Performs the exact and approximated versions of McNemar's test.
Parameters
----------
data : :py:class:`pandas.DataFrame`
The dataframe containing the ocurrences for the test. Each row must
represent either a subject or a pair of subjects.
x, y : string
The variables names for the McNemar's test. Must be names of columns
in ``data``.
If each row of ``data`` represents a subject, then ``x`` and ``y`` must
be columns containing dichotomous measurements in two different
contexts. For instance: the presence of pain before and after a certain
treatment.
If each row of ``data`` represents a pair of subjects, then ``x`` and
``y`` must be columns containing dichotomous measurements for each of
the subjects. For instance: a positive response to a certain drug in
the control group and in the test group, supposing that each pair
contains a subject in each group.
The 2x2 crosstab is created using the
:py:func:`pingouin.dichotomous_crosstab` function.
.. warning:: Missing values are not allowed.
correction : bool
Whether to apply the correction for continuity (Edwards, A. 1948).
Returns
-------
observed : :py:class:`pandas.DataFrame`
The observed contingency table of frequencies.
stats : :py:class:`pandas.DataFrame`
The test summary:
* ``'chi2'``: The test statistic
* ``'dof'``: The degree of freedom
* ``'p-approx'``: The approximated p-value
* ``'p-exact'``: The exact p-value
Notes
-----
The McNemar's test is compatible with dichotomous paired data, generally
used to assert the effectiveness of a certain procedure, such as a
treatment or the use of a drug. "Dichotomous" means that the values of the
measurements are binary. "Paired data" means that each measurement is done
twice, either on the same subject in two different moments or in two
similar (paired) subjects from different groups (e.g.: control/test). In
order to better understand the idea behind McNemar's test, let's illustrate
it with an example.
Suppose that we wanted to compare the effectiveness of two different
treatments (X and Y) for athlete's foot on a certain group of `n` people.

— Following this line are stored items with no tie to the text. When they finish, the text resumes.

Issue #550, opened 2026-05-05
Feature request: Add focus mode to collapse chat and expand workspace preview


Romantin:
### Summary
The workspace/artifact preview area can feel too narrow when the chat pane and preview are shown side by side. At 100% zoom, generated webpages or report-like HTML artifacts often wrap text awkwardly and look cramped. To inspect the design properly, the user may need to zoom out.

A useful improvement would be a focus mode that lets users collapse the chat sidebar and expand the workspace preview to use the full window width.

### Current behavior
- The chat pane and workspace preview stay visible side by side.
- The preview area can be narrow for generated webpages, reports, dashboards, or other wide HTML artifacts.
- At 100% zoom, text and layout can become compressed, so the artifact looks worse than it would at a normal page width.
- The workaround is to reduce the preview zoom, but that makes text smaller and is not ideal for reviewing the design.

### Expected behavior
- Add a way to collapse or hide the chat/sidebar temporarily.
- When collapsed, the workspace/artifact preview should expand to use the available window width.
- Keep the current project/file tabs and preview controls available.
- Provide an obvious way to restore the chat pane.

### Why this matters
Open Design often generates webpages and design artifacts that need a realistic preview width. A full-width workspace/focus mode would make it easier to inspect typography, spacing, and layout at 100% zoom without needing to shrink the preview.

This would also match a common design-review workflow: keep the conversation available when iterating, but allow the artifact preview to take over the screen when reviewing the result.

### Environment
- Open Design desktop beta on Windows.

lefarcen:
Hi @Romantin! 👋

Thanks for this feature request — the focus mode idea makes a lot of sense for design review workflows. When inspecting generated webpages, dashboards, or report-like artifacts, having the full window width for the preview would definitely help catch layout and typography issues that get compressed in the side-by-side view.

I'm investigating the current UI layout architecture to see how feasible this would be and whether it could be a good candidate for community contribution. I'll follow up within 24h with findings and next steps.

Thanks for making open-design better!
— open-design team

lefarcen:
PR #604 is under review and implements the requested focus mode:

**UI behavior:**
- Focus mode collapses chat and expands workspace preview to full width
- Tab strip + focus/restore action remain visible (pinned outside the scrollable tab bar)
- Chat state is preserved (hidden, not unmounted)
- Toggle button in workspace header: "Focus workspace" ↔ "Show chat"

Issue stays open until the fix lands. Try it out once #604 merges!

[...]

PR #604, opened 2026-05-06
Fix agent CLI config and workspace focus mode

Sid-Qin:
## Summary
- Add daemon-backed per-agent CLI config locations for Claude Code and Codex.
- Inject configured CLI env into agent detection, model probing, and chat runtime spawns.
- Add workspace focus mode that collapses chat and expands the workspace preview while keeping tabs and controls available.
- Keep the focus/restore action pinned outside the horizontally scrollable tab strip so chat can always be restored.

## Issues
Closes #571
Closes #550

## Root Cause
The packaged app did not inherit terminal-only CLI config env, so authenticated Claude/Codex installs using custom config locations could not be discovered or launched reliably. The workspace layout also kept chat and preview side by side with no full-width review mode.

## Implementation
- Add `agentCliEnv` to shared app config contracts and web config sync.
- Persist only supported non-secret env keys: `CLAUDE_CONFIG_DIR` for Claude and `CODEX_HOME` for Codex.
- Apply those env values consistently to daemon detection, ACP/model probing, and agent spawn.
- Add Settings UI for CLI config locations.
- Add focus-mode state to ProjectView and a workspace tab-bar toggle.
- Hide chat during focus mode without unmounting it, so draft/internal state is preserved.
- Split the workspace header into a scrollable tablist plus pinned actions so `Show chat` remains visible when many tabs are open.

## UI / UX
```text
Normal
+----------------+--------------------------------+
| Chat           | Tabs scroll  ...   Focus button |
|                | Workspace preview               |
+----------------+--------------------------------+

Focus mode
+-------------------------------------------------+
| Tabs scroll  ...                       Show chat |
| Workspace preview                               |
+-------------------------------------------------+
```

## Testing
- `pnpm guard`
- `pnpm typecheck`
- `pnpm --filter @open-design/daemon test -- tests/app-config.test.ts tests/agents.test.ts` (56 files / 766 tests)
- `pnpm --filter @open-design/web test -- tests/state/config.test.ts tests/components/SettingsDialog.test.ts tests/components/FileWorkspace.test.tsx` (33 files / 265 tests)
- `pnpm --filter @open-design/contracts build`
- `pnpm --filter @open-design/daemon build`
- `pnpm --filter @open-design/desktop build`
- `pnpm --filter @open-design/web build`
- `git diff --check`

## Notes
- Local verification ran with Node `v22.16.0`; this repository declares Node `~24`, so pnpm emitted engine warnings while the commands above still completed successfully.

PR #563, opened 2026-05-05
feat: add resizable chat panel

ferasbusiness666:
Adds a draggable resize divider between the chat panel and the preview/files workspace.

Changes:
- Added resizable chat panel width
- Saves chat width to localStorage
- Clamps width between 320px and 720px
- Adds an 8px vertical resize handle
- Keeps layout resize instant while dragging

Tested locally and confirmed the resize behavior works as expected.

PR #1088, opened 2026-05-09
feat(web): add draggable resize handles in manual edit mode

### LINKED ISSUE #1059: 预览窗口，编辑状态下 Layer、Manual editor、preview 宽度布局优化建议
Image
如图所示，编辑过程中，页面的试试效果预览和选择模块由于宽度占比较小，切宽度不可调整，导致页面被挤压，显示错位，是否可以实现通过拖拽调整三个模块的宽度

Morzorz:
Closes #1059 
Replace static CSS grid with adjustable three-column layout: Layers | Editor | Preview. Each column has explicit pixel width with min-width enforcement and no max-width. Drag handles redistribute space between adjacent panels only. Widths persist to localStorage. Keyboard accessible with ArrowLeft/Right/Home.

### DIFF
--- a/apps/web/src/components/FileViewer.tsx
+++ b/apps/web/src/components/FileViewer.tsx
@@ -4534,15 +4534,9 @@ function HtmlViewer({
     </div>
   );
 
-  // ARIA max widths — use current sibling panel widths, not their mins
-  const ariaWs = workspaceRef.current;
-  const ariaWsW = ariaWs ? ariaWs.clientWidth : 0;
-  const ariaLayersMax = ariaWsW
-    ? Math.max(LAYERS_MIN_WIDTH, Math.round(ariaWsW - MANUAL_EDIT_HANDLE_WIDTH * 2 - EDITOR_MIN_WIDTH - previewPanelWidth))
-    : 9999;
-  const ariaPreviewMax = ariaWsW
-    ? Math.max(PREVIEW_PANEL_MIN_WIDTH, Math.round(ariaWsW - MANUAL_EDIT_HANDLE_WIDTH * 2 - layersWidth - EDITOR_MIN_WIDTH))
-    : 9999;
+  // ARIA max widths — derived from redistributeWidths limits (no DOM measurement needed)
+  const ariaLayersMax = Math.max(LAYERS_MIN_WIDTH, layersWidth + editorWidth - EDITOR_MIN_WIDTH);
+  const ariaPreviewMax = Math.max(PREVIEW_PANEL_MIN_WIDTH, previewPanelWidth + editorWidth - EDITOR_MIN_WIDTH);
 
   return (
     <div className="viewer html-viewer">
--- a/apps/web/src/components/FileViewer.tsx
+++ b/apps/web/src/components/FileViewer.tsx
@@ -3084,6 +3084,7 @@ function HtmlViewer({
   const [editorWidth, setEditorWidth] = useState(() => readSavedWidth(EDITOR_WIDTH_KEY, EDITOR_DEFAULT_WIDTH, EDITOR_MIN_WIDTH));
   const [previewPanelWidth, setPreviewPanelWidth] = useState(() => readSavedWidth(PREVIEW_WIDTH_KEY, PREVIEW_PANEL_DEFAULT_WIDTH, PREVIEW_PANEL_MIN_WIDTH));
   const [resizingPanel, setResizingPanel] = useState<'layers' | 'preview' | null>(null);
+  const hasNormalizedRef = useRef(false);
   const layersWidthRef = useRef(layersWidth);
   const editorWidthRef = useRef(editorWidth);
   const previewPanelWidthRef = useRef(previewPanelWidth);
@@ -4395,11 +4396,15 @@ function HtmlViewer({
     if (pointerFrameRef.current !== null) cancelAnimationFrame(pointerFrameRef.current);
   }, []);
 
-  // Re-clamp restored widths against the actual workspace width (not viewport)
+  // Re-clamp restored widths against the actual workspace width (not viewport).
+  // Runs once: after source loads and manualEditMode makes the workspace visible.
   useLayoutEffect(() => {
+    if (hasNormalizedRef.current) return;
     const ws = workspaceRef.current;
     if (!ws) return;
-    const available = ws.clientWidth - MANUAL_EDIT_HANDLE_WIDTH * 2 - 4 * MANUAL_EDIT_GAP;
+    const cs = window.getComputedStyle(ws);
+    const padH = Number.parseFloat(cs.paddingLeft) + Number.parseFloat(cs.paddingRight);
+    const available = ws.clientWidth - padH - MANUAL_EDIT_HANDLE_WIDTH * 2 - 4 * MANUAL_EDIT_GAP;
     if (available <= 0) return;
     const n = normalizePanelWidths(
       layersWidthRef.current,
@@ -4413,7 +4418,8 @@ function HtmlViewer({
     setEditorWidth(n.editor);
     previewPanelWidthRef.current = n.preview;
     setPreviewPanelWidth(n.preview);
-  }, []);
+    hasNormalizedRef.current = true;
+  }, [source, manualEditMode]);
 
   const handleResizePointerDown = useCallback((side: 'layers' | 'preview') => (event: React.PointerEvent<HTMLDivElement>) => {
     if (event.button !== 0) return;
--- a/apps/web/src/components/FileViewer.tsx
+++ b/apps/web/src/components/FileViewer.tsx
@@ -1,4 +1,4 @@
-import { useCallback, useEffect, useId, useMemo, useRef, useState, type CSSProperties, type MouseEvent as ReactMouseEvent, type ReactNode } from 'react';
+import { useCallback, useEffect, useId, useLayoutEffect, useMemo, useRef, useState, type CSSProperties, type MouseEvent as ReactMouseEvent, type ReactNode } from 'react';
 import { createPortal } from 'react-dom';
 import { APP_CHROME_FILE_ACTIONS_ID } from './AppChromeHeader';
 import { MarkdownRenderer, artifactRendererRegistry } from '../artifacts/renderer-registry';
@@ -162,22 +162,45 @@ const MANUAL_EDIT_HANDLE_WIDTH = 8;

To achieve this, we measured their responses to such treatments on each
foot. The observed data summary was:
* Number of people with good responses to X and Y: `a`
* Number of people with good response to X and bad response to Y: `b`
* Number of people with bad response to X and good response to Y: `c`
* Number of people with bad responses to X and Y: `d`
Now consider the two groups:
1. The group of people who had good response to X (`a` + `b` subjects)
2. The group of people who had good response to Y (`a` + `c` subjects)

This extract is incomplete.